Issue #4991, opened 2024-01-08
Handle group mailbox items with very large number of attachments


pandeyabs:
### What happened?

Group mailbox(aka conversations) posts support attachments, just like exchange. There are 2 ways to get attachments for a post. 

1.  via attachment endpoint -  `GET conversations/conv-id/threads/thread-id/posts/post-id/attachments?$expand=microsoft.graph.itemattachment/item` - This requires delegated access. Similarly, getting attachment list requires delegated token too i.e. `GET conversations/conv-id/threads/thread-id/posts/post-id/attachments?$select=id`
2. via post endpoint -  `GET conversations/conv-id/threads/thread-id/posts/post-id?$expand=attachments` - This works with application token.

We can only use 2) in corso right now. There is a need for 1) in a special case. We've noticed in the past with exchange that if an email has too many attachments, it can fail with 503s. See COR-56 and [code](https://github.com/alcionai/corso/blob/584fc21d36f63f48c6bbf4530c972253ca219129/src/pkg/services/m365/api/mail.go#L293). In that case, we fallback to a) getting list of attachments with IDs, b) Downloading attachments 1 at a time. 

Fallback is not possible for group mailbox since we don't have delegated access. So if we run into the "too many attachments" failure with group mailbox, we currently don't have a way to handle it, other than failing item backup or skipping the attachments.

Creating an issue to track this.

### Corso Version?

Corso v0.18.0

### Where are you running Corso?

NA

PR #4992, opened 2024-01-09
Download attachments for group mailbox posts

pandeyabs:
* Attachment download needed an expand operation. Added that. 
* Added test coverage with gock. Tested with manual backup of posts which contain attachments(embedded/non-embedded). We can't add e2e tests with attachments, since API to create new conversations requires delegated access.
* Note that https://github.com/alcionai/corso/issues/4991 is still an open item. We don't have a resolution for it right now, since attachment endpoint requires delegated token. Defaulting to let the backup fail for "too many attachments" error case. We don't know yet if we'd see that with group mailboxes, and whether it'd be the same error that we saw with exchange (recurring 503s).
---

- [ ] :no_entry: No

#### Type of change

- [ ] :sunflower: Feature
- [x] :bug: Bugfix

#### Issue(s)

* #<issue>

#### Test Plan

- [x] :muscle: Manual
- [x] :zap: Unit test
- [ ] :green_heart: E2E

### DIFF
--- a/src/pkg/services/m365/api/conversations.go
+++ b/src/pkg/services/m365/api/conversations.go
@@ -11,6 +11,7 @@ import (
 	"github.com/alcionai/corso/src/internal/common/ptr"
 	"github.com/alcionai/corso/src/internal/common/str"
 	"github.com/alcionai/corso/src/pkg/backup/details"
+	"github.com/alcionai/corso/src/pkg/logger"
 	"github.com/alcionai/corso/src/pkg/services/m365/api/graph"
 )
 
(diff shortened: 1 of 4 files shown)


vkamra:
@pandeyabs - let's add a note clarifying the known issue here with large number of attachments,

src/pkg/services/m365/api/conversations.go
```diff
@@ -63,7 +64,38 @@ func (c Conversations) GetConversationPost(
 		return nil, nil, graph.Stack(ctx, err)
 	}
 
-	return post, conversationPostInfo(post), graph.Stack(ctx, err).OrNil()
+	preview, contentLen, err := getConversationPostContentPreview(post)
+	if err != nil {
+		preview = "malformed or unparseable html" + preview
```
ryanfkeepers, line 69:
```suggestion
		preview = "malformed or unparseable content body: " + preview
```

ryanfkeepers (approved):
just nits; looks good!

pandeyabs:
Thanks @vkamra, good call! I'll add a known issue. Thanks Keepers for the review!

════════════════════

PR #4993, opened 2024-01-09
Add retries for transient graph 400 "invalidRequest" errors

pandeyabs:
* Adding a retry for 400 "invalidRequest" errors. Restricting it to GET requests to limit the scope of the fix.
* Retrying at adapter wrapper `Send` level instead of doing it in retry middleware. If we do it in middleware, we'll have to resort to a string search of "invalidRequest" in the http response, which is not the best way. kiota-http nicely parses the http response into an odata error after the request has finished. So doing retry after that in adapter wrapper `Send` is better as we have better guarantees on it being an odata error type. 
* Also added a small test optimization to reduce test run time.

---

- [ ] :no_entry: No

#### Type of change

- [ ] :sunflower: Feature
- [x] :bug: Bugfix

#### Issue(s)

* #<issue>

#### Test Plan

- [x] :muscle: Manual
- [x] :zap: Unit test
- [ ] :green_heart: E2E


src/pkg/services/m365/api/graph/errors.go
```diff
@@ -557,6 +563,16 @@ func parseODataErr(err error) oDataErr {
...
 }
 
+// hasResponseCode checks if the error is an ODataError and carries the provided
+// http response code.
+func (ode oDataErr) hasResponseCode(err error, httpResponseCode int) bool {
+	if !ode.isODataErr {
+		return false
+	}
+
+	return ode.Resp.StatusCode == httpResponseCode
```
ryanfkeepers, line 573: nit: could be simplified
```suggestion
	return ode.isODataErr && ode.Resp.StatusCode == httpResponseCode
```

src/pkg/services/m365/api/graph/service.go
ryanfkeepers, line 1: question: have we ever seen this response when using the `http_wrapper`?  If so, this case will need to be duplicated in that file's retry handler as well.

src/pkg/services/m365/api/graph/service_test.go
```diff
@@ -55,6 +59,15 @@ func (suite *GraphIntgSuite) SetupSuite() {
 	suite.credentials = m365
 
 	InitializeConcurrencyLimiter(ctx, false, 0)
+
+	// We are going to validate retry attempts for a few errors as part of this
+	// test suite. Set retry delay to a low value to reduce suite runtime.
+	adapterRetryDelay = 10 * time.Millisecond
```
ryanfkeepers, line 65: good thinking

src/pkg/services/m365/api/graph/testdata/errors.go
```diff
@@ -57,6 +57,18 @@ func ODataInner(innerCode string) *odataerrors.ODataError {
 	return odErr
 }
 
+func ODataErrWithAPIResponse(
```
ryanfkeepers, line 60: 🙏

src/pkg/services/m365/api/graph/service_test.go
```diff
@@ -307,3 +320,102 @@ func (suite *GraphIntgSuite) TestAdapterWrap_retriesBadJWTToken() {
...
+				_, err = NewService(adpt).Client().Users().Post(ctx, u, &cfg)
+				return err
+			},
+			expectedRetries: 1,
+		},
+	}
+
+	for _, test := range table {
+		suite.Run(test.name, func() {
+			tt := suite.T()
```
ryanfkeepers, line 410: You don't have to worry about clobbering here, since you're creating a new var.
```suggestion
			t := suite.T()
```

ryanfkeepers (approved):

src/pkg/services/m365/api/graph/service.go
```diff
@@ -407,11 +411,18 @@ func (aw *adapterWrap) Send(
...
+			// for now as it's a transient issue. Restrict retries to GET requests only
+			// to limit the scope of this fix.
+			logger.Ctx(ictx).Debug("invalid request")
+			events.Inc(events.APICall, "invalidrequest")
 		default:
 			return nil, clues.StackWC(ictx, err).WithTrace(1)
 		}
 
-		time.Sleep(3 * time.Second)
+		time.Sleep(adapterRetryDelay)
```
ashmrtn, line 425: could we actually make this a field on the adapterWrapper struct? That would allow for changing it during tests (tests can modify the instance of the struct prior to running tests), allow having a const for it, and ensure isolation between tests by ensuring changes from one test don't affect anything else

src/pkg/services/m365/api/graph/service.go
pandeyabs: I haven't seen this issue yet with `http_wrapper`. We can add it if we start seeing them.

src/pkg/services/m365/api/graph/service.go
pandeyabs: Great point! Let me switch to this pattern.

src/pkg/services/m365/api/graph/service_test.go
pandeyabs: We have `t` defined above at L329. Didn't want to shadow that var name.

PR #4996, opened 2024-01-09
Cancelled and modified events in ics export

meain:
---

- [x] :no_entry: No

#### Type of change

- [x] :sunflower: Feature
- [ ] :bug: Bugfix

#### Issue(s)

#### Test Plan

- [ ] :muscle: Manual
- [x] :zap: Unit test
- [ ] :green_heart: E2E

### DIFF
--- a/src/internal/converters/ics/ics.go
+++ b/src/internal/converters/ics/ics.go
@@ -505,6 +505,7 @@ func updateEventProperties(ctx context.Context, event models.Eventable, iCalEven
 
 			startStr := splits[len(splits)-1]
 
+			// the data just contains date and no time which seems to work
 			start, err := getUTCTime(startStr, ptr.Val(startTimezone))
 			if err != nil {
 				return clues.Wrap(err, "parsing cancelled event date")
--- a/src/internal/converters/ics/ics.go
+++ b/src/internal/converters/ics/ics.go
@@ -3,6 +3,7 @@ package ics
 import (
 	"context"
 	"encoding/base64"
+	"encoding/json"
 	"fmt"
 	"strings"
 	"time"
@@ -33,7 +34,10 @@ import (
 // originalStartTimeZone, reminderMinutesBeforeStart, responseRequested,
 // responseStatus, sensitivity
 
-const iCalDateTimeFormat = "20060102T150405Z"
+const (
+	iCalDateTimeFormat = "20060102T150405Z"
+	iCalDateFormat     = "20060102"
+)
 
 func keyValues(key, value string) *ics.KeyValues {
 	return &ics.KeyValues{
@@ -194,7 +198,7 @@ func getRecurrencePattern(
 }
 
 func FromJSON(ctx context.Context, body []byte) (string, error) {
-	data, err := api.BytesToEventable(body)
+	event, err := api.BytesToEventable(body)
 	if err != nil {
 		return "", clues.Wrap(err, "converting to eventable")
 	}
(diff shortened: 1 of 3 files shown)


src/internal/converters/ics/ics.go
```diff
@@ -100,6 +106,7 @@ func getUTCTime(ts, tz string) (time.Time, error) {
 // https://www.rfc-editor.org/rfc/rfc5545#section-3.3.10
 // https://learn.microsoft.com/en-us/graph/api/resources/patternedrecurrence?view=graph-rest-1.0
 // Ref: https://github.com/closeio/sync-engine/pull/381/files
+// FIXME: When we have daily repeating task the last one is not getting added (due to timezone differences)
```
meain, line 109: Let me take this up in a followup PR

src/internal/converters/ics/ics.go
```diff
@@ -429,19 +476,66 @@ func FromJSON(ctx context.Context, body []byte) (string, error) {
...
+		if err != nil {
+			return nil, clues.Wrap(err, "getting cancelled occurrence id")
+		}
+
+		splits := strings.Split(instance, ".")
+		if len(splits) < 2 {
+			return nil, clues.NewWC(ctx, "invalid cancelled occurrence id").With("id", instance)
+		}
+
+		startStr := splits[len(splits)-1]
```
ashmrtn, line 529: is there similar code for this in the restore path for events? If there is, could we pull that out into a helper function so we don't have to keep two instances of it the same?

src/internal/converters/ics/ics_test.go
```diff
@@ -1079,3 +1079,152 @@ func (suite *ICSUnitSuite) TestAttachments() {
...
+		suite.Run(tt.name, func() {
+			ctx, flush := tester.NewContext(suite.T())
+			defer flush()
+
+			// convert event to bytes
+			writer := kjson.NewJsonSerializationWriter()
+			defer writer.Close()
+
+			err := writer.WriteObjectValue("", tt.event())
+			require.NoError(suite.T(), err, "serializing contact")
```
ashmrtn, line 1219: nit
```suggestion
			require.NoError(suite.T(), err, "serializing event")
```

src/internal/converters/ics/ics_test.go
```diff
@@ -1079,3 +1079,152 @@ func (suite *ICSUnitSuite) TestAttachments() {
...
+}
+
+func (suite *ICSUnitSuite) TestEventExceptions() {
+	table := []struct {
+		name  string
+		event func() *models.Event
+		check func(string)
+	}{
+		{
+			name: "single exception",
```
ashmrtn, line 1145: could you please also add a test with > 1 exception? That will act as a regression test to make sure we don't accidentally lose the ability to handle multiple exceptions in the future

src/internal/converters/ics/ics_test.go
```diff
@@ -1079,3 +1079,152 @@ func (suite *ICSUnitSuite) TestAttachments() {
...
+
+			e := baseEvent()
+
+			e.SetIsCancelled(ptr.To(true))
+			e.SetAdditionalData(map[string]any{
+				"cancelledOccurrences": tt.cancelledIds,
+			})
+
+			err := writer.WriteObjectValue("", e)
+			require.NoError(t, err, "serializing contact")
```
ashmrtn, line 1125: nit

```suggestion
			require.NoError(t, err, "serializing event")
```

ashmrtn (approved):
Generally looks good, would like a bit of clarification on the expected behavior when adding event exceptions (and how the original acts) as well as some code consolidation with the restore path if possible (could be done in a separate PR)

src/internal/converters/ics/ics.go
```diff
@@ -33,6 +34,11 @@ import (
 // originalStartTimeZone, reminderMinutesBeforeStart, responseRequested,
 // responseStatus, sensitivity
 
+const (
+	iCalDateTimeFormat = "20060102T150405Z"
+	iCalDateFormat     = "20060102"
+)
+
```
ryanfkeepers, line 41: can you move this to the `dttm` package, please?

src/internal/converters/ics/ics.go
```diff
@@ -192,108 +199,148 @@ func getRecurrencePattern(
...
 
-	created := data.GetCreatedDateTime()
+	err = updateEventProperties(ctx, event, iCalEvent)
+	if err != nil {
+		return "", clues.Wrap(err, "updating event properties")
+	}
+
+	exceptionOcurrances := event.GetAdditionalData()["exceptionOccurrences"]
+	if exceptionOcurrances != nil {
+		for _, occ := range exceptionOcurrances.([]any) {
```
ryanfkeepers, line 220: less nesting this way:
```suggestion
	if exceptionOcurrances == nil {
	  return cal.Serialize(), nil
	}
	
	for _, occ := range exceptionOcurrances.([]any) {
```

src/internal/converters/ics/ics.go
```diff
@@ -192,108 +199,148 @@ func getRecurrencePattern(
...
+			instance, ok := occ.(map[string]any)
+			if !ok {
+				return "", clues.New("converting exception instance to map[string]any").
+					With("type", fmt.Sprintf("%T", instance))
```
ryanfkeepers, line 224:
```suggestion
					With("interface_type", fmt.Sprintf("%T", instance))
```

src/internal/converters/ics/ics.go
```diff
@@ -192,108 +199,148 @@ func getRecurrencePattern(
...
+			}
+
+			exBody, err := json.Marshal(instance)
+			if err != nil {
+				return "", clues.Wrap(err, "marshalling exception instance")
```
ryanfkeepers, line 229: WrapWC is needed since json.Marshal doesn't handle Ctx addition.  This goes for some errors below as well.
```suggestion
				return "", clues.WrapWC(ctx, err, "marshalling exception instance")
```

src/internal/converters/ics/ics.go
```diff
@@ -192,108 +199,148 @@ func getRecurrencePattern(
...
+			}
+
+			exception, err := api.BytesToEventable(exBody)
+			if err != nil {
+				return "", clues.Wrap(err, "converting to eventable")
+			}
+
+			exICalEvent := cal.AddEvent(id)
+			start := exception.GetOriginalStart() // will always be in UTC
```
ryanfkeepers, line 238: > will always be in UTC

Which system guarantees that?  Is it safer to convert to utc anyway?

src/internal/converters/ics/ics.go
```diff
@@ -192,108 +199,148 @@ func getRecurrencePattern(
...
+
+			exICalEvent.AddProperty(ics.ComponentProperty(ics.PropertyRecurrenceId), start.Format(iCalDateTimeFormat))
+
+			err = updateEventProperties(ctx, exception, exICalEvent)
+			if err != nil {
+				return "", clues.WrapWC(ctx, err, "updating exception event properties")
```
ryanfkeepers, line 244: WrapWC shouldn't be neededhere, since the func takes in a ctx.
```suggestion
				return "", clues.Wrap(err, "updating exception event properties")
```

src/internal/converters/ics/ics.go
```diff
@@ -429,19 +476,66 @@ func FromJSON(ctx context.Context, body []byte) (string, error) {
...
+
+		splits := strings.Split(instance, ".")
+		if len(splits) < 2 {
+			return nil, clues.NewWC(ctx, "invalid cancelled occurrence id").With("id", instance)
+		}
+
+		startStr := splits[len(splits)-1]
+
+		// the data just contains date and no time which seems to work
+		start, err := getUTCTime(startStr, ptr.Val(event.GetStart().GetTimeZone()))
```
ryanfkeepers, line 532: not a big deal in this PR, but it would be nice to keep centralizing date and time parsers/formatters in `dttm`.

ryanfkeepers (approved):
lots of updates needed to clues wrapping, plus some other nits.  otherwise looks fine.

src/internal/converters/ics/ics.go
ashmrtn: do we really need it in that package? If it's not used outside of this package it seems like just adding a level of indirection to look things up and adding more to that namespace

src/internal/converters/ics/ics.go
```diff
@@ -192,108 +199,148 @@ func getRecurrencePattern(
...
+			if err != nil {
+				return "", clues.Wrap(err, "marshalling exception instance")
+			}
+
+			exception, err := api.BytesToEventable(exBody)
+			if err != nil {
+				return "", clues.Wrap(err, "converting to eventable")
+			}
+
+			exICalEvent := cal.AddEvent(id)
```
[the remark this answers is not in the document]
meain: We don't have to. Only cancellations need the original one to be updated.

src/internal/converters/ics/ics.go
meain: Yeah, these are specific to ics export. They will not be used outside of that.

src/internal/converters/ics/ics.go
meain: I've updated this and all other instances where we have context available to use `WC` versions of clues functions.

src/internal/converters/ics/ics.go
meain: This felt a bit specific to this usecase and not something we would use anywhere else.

════════════════════

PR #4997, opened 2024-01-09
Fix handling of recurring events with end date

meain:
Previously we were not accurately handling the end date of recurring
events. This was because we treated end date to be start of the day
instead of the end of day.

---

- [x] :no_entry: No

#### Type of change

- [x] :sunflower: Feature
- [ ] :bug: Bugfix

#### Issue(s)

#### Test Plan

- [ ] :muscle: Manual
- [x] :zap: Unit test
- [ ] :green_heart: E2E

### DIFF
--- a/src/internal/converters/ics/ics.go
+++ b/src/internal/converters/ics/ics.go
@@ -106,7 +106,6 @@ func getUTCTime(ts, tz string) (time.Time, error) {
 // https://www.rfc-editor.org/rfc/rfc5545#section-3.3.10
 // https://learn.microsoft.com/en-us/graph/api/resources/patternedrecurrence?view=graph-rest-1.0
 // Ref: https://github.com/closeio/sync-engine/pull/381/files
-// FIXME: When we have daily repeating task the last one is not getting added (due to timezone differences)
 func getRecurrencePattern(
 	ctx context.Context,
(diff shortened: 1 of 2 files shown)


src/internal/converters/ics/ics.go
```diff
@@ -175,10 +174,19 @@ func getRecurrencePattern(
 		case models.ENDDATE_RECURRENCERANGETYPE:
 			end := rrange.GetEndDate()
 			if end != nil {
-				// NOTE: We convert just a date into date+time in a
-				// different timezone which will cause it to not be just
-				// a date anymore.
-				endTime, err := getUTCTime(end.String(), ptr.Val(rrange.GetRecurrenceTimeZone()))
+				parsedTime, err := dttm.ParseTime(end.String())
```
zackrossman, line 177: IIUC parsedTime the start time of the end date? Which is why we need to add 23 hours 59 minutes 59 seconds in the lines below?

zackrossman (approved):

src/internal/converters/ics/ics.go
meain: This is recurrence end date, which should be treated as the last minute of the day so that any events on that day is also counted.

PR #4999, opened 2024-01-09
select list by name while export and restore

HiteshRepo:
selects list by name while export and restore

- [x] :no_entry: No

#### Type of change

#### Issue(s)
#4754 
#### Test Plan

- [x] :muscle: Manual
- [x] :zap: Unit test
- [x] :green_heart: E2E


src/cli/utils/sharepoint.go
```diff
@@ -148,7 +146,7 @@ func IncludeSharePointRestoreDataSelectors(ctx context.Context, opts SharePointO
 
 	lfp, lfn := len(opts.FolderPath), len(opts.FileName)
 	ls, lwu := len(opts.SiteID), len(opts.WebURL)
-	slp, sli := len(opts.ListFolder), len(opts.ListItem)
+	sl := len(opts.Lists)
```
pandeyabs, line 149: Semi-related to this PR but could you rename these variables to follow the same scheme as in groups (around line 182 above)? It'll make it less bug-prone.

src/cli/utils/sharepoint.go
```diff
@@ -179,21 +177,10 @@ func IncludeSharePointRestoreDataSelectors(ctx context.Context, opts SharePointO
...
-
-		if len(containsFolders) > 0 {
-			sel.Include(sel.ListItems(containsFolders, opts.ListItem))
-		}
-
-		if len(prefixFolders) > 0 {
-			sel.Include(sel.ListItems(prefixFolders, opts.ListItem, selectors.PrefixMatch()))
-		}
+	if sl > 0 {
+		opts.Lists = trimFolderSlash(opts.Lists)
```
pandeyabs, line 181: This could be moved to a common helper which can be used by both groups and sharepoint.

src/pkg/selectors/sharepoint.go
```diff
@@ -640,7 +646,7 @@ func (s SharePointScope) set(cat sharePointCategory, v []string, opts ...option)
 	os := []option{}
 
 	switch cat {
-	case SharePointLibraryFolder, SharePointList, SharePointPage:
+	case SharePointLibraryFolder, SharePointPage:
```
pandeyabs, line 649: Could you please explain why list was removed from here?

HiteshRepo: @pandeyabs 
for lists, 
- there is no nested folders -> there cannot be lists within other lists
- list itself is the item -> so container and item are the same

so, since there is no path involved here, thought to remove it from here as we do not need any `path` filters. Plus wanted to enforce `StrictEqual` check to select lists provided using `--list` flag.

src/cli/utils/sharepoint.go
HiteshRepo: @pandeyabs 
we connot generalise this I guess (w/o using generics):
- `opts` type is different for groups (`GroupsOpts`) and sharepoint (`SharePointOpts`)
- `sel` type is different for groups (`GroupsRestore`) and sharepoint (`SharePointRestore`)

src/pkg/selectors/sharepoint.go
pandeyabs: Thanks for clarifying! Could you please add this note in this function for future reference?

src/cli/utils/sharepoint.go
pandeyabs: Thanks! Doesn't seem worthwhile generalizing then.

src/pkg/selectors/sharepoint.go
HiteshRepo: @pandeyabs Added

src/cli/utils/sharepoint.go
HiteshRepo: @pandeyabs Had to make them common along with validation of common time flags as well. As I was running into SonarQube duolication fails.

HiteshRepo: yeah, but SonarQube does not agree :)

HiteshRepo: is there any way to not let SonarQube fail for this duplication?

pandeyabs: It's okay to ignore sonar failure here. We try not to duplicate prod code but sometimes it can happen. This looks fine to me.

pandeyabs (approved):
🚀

════════════════════

• [About this task]:
From the material above, copy out every line bearing the string "other".

• [Exercise result]:
Fallback is not possible for group mailbox since we don't have delegated access. So if we run into the "too many attachments" failure with group mailbox, we currently don't have a way to handle it, other than failing item backup or skipping the attachments.
lots of updates needed to clues wrapping, plus some other nits.  otherwise looks fine.
meain: I've updated this and all other instances where we have context available to use `WC` versions of clues functions.
- there is no nested folders -> there cannot be lists within other lists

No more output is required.